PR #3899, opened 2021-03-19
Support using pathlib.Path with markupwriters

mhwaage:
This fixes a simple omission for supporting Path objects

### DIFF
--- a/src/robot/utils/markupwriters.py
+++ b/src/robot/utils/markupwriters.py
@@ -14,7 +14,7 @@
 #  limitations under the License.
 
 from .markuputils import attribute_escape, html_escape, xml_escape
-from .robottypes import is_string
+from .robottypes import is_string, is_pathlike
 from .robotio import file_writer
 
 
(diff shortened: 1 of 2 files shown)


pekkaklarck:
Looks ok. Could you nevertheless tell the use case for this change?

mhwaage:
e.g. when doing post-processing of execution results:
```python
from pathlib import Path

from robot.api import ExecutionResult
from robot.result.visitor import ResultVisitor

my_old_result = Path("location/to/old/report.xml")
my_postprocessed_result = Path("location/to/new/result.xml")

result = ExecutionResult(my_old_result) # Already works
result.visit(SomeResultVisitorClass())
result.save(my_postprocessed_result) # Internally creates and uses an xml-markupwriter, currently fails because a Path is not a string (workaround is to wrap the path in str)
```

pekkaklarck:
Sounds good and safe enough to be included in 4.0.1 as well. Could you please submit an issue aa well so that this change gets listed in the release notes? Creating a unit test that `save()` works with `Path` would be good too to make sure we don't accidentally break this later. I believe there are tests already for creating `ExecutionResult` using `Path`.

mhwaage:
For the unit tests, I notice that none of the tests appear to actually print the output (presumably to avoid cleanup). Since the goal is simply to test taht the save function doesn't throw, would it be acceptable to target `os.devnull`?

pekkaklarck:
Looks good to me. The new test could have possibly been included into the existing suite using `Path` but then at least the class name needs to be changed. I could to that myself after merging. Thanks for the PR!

________________________________________

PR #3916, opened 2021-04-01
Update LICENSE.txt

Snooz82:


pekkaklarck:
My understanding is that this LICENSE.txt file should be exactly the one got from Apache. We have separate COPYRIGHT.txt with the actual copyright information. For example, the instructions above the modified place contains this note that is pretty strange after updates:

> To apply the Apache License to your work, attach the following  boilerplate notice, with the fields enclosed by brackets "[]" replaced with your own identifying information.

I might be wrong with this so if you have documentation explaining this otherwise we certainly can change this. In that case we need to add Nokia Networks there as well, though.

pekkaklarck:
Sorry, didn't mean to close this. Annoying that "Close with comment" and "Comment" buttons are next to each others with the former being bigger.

________________________________________

# [WORK ITEM]
Whenever "tests" occurs in a line of the entries, copy that line.

# [WORKED SOLUTION]
Sounds good and safe enough to be included in 4.0.1 as well. Could you please submit an issue aa well so that this change gets listed in the release notes? Creating a unit test that `save()` works with `Path` would be good too to make sure we don't accidentally break this later. I believe there are tests already for creating `ExecutionResult` using `Path`.
For the unit tests, I notice that none of the tests appear to actually print the output (presumably to avoid cleanup). Since the goal is simply to test taht the save function doesn't throw, would it be acceptable to target `os.devnull`?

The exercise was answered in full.